-- RECORDS SHOWN follows --

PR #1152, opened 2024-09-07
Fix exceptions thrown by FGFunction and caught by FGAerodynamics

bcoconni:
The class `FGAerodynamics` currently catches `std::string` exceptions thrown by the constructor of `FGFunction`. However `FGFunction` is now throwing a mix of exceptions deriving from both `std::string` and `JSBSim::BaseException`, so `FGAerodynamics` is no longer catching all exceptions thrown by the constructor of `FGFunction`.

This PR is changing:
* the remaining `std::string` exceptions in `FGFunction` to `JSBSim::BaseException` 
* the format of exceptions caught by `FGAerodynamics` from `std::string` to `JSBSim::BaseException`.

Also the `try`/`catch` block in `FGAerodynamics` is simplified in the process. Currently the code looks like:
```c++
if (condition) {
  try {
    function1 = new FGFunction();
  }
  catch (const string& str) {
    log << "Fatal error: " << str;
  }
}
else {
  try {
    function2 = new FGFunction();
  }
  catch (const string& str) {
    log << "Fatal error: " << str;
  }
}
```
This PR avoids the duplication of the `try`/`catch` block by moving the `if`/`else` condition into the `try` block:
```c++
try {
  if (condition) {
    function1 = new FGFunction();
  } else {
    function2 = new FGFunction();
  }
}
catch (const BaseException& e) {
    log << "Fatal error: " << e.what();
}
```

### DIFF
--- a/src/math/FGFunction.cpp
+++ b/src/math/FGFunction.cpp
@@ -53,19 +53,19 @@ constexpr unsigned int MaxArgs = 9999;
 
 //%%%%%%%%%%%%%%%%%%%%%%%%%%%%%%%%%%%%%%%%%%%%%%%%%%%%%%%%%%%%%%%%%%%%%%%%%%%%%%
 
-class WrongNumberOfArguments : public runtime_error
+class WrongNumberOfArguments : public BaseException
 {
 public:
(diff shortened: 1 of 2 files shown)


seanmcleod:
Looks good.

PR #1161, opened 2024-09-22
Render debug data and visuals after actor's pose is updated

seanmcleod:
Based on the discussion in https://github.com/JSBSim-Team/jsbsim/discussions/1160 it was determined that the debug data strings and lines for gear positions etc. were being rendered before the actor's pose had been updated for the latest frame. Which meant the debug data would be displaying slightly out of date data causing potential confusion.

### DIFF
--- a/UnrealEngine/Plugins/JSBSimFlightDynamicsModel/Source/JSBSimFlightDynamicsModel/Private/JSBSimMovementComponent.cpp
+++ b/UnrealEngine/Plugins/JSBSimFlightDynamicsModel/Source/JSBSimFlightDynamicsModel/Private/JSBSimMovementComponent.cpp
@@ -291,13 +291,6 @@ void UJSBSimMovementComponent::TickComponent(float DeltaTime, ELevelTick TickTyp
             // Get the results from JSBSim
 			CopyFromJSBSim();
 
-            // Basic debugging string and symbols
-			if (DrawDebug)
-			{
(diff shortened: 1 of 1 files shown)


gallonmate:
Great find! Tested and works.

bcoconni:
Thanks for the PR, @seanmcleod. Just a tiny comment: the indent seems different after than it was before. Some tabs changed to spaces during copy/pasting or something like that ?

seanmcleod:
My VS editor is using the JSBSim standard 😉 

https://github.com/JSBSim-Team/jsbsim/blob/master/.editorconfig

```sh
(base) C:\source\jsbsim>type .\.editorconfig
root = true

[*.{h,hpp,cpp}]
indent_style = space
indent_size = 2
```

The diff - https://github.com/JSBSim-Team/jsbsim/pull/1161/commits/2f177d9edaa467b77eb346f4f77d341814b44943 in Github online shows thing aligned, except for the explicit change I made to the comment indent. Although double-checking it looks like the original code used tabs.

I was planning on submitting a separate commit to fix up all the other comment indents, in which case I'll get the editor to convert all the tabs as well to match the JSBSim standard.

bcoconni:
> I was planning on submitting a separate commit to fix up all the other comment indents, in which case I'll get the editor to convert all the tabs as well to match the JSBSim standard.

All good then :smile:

-- RECORDS SHOWN concluded --

WORK INSTRUCTIONS:
Would you write the records out again, word for word?

ANSWER TO THIS EXERCISE:
PR #1152, opened 2024-09-07
Fix exceptions thrown by FGFunction and caught by FGAerodynamics

bcoconni:
The class `FGAerodynamics` currently catches `std::string` exceptions thrown by the constructor of `FGFunction`. However `FGFunction` is now throwing a mix of exceptions deriving from both `std::string` and `JSBSim::BaseException`, so `FGAerodynamics` is no longer catching all exceptions thrown by the constructor of `FGFunction`.

This PR is changing:
* the remaining `std::string` exceptions in `FGFunction` to `JSBSim::BaseException` 
* the format of exceptions caught by `FGAerodynamics` from `std::string` to `JSBSim::BaseException`.

Also the `try`/`catch` block in `FGAerodynamics` is simplified in the process. Currently the code looks like:
```c++
if (condition) {
  try {
    function1 = new FGFunction();
  }
  catch (const string& str) {
    log << "Fatal error: " << str;
  }
}
else {
  try {
    function2 = new FGFunction();
  }
  catch (const string& str) {
    log << "Fatal error: " << str;
  }
}
```
This PR avoids the duplication of the `try`/`catch` block by moving the `if`/`else` condition into the `try` block:
```c++
try {
  if (condition) {
    function1 = new FGFunction();
  } else {
    function2 = new FGFunction();
  }
}
catch (const BaseException& e) {
    log << "Fatal error: " << e.what();
}
```

### DIFF
--- a/src/math/FGFunction.cpp
+++ b/src/math/FGFunction.cpp
@@ -53,19 +53,19 @@ constexpr unsigned int MaxArgs = 9999;
 
 //%%%%%%%%%%%%%%%%%%%%%%%%%%%%%%%%%%%%%%%%%%%%%%%%%%%%%%%%%%%%%%%%%%%%%%%%%%%%%%
 
-class WrongNumberOfArguments : public runtime_error
+class WrongNumberOfArguments : public BaseException
 {
 public:
(diff shortened: 1 of 2 files shown)


seanmcleod:
Looks good.

PR #1161, opened 2024-09-22
Render debug data and visuals after actor's pose is updated

seanmcleod:
Based on the discussion in https://github.com/JSBSim-Team/jsbsim/discussions/1160 it was determined that the debug data strings and lines for gear positions etc. were being rendered before the actor's pose had been updated for the latest frame. Which meant the debug data would be displaying slightly out of date data causing potential confusion.

### DIFF
--- a/UnrealEngine/Plugins/JSBSimFlightDynamicsModel/Source/JSBSimFlightDynamicsModel/Private/JSBSimMovementComponent.cpp
+++ b/UnrealEngine/Plugins/JSBSimFlightDynamicsModel/Source/JSBSimFlightDynamicsModel/Private/JSBSimMovementComponent.cpp
@@ -291,13 +291,6 @@ void UJSBSimMovementComponent::TickComponent(float DeltaTime, ELevelTick TickTyp
             // Get the results from JSBSim
 			CopyFromJSBSim();
 
-            // Basic debugging string and symbols
-			if (DrawDebug)
-			{
(diff shortened: 1 of 1 files shown)


gallonmate:
Great find! Tested and works.

bcoconni:
Thanks for the PR, @seanmcleod. Just a tiny comment: the indent seems different after than it was before. Some tabs changed to spaces during copy/pasting or something like that ?

seanmcleod:
My VS editor is using the JSBSim standard 😉 

https://github.com/JSBSim-Team/jsbsim/blob/master/.editorconfig

```sh
(base) C:\source\jsbsim>type .\.editorconfig
root = true

[*.{h,hpp,cpp}]
indent_style = space
indent_size = 2
```

The diff - https://github.com/JSBSim-Team/jsbsim/pull/1161/commits/2f177d9edaa467b77eb346f4f77d341814b44943 in Github online shows thing aligned, except for the explicit change I made to the comment indent. Although double-checking it looks like the original code used tabs.

I was planning on submitting a separate commit to fix up all the other comment indents, in which case I'll get the editor to convert all the tabs as well to match the JSBSim standard.

bcoconni:
> I was planning on submitting a separate commit to fix up all the other comment indents, in which case I'll get the editor to convert all the tabs as well to match the JSBSim standard.

All good then :smile:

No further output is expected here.